Britain has profound economic problems that can only be addressed through the wholesale renewal of production and infrastructure.

Phil Mullan

Topics Politics

British economists are tearing their hair out over the so-called ‘productivity puzzle’. In the first part of his essay, published yesterday, Phil Mullan explained why the failure of British productivity to recover in the wake of the current recession is actually not that puzzling. In the second part, published below, he picks apart in more detail three aspects of the ‘productivity puzzle’ debate: employment, investment and the role of financial services.

The unemployment puzzle: why didn’t it rise further?

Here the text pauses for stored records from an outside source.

PR #4541, opened 2026-07-24
feat(components/packages): add TypeScript 6 migration schematic

johnhwhite:
Adds an update-15 migration that prepares consumer workspaces for
TypeScript 6 by converting implicit-baseUrl imports to relative
imports, converting legacy `module Foo {}` namespaces, removing
`baseUrl` (while rebasing `paths`), and cleaning up deprecated and
default-matching tsconfig compiler options.

Co-Authored-By: Claude Sonnet 5 <noreply@anthropic.com>
Claude-Session: https://claude.ai/code/session_01PoLAoPsvX7BD1yenuTywyX

[AB#4062933](https://dev.azure.com/blackbaud/f565481a-7bc9-4083-95d5-4f953da6d499/_workitems/edit/4062933)

## Summary by CodeRabbit

* **New Features**
  * Added an automated migration to prepare Angular workspaces for TypeScript 6.
  * Updates imports and legacy namespace syntax for TypeScript 6 compatibility.
  * Cleans up deprecated and default TypeScript configuration options.
  * Rebases path mappings and warns about potentially incompatible settings.

* **Tests**
  * Added comprehensive coverage for source transformations, configuration inheritance, warnings, and repeatable migration results.

### DIFF
--- a/libs/components/packages/src/schematics/migrations/update-15/address-typescript-6-changes/address-typescript-6-changes.ts
+++ b/libs/components/packages/src/schematics/migrations/update-15/address-typescript-6-changes/address-typescript-6-changes.ts
@@ -1,0 +1,20 @@
+import { Rule, SchematicContext, Tree } from '@angular-devkit/schematics';
+
+import { convertSourceFiles } from './lib/convert-source-files';
+import { buildTsconfigModel } from './lib/tsconfig-model';
+import { updateTsconfigFiles } from './lib/update-tsconfig-files';
+
+/**
+ * Prepares a workspace for TypeScript 6: converts implicit-`baseUrl` imports
+ * to relative imports and legacy `module Foo {}` namespaces before removing
+ * `baseUrl` (rebasing `paths`), and cleans up deprecated/default tsconfig
+ * compiler options.
+ */
+export default function addressTypescript6Changes(): Rule {
+  return (tree: Tree, context: SchematicContext): void => {
+    const model = buildTsconfigModel(tree);
+
+    convertSourceFiles(tree, model, context);
+    updateTsconfigFiles(tree, model, context);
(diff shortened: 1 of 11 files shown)


libs/components/packages/src/schematics/migrations/update-15/address-typescript-6-changes/address-typescript-6-changes.ts
```diff
@@ -0,0 +1,20 @@
...
+ * to relative imports and legacy `module Foo {}` namespaces before removing
+ * `baseUrl` (rebasing `paths`), and cleans up deprecated/default tsconfig
+ * compiler options.
+ */
+export default function addressTypescript6Changes(): Rule {
+  return (tree: Tree, context: SchematicContext): void => {
+    const model = buildTsconfigModel(tree);
+
+    convertSourceFiles(tree, model, context);
+    updateTsconfigFiles(tree, model, context);
```
Blackbaud-SteveBrush, line 18: I'd prefer we move this schematic to our internal monorepo. The schematic contains no SKY UX–specific logic; it rewrites imports and tsconfig options, which is a workspace-level concern that even Angular declines to migrate automatically, so I'd lean toward our component library not updating the tsconfigs, either. 

Running it in public consumers' workspaces risks conflicts with their own TS 6 tooling and produces breakage we can't reproduce or support; internally, we do control the workspace shape so we can make assumptions about which fixes to make. 

It also belongs next to the existing `fix-tsconfigs` schematic, which owns tsconfig defaults; co-locating them prevents the two from drifting into conflicting changes (it might be worth taking another look at the `fix-tsconfigs` schematic to make sure the defaults match what TypeScript 6 and Angular expect).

Probably the most popular conjunctural explanation for the ‘productivity puzzle’ relates to what’s been happening to jobs: employment didn’t fall away as much as it would normally be expected to in the recent recession. It did rise but to a lower level than many anticipated – seven to eight per cent rather than the predicted double-figures percentage. Hence sharply lower output in the recession (by over six per cent) as a ratio to relatively more workers and more working hours expressed itself as reduced productivity. And because unemployment didn’t rise as much as might have been expected during the recession, the normal start of the recovery in the productivity statistics, with firms laying off workers, didn’t happen either. 

A common rationalisation for this is that Britain has experienced an increase in ‘labour-market flexibility’ – the economists’ way of saying that people have been prepared to accept lower wages or work fewer hours. As a result, it’s been less costly for employers to keep on more workers than in previous downturns. The fall in real wages since 2008 has made it cheaper for businesses to hold on to labour.

Others add the hypothesis that employers have recently become less short-sighted, more rational and have been holding on to their staff, even when there is not much work for them to do in the economic slowdown. This is supposedly because employers now appreciate better the costs both of laying off workers and then recruiting and training replacement workers when the economy picks up again. In the world of economics, this is termed ‘labour hoarding’, which, depending on one’s interpretation, is due either to indecisiveness or foresight on the part of employers.

The rise in part-time work, the widely reported phenomenon of ‘underemployed’ workers and stagnating wages give anecdotal support to this idea that the unusual productivity pattern may just be a reflection of changing employer practices. A survey by the Chartered Institute of Personnel and Development last summer found that one third of organisations had maintained staff levels higher than required for their existing level of output in the previous year. And two thirds of those said that retaining skills has been the main driver for this (1).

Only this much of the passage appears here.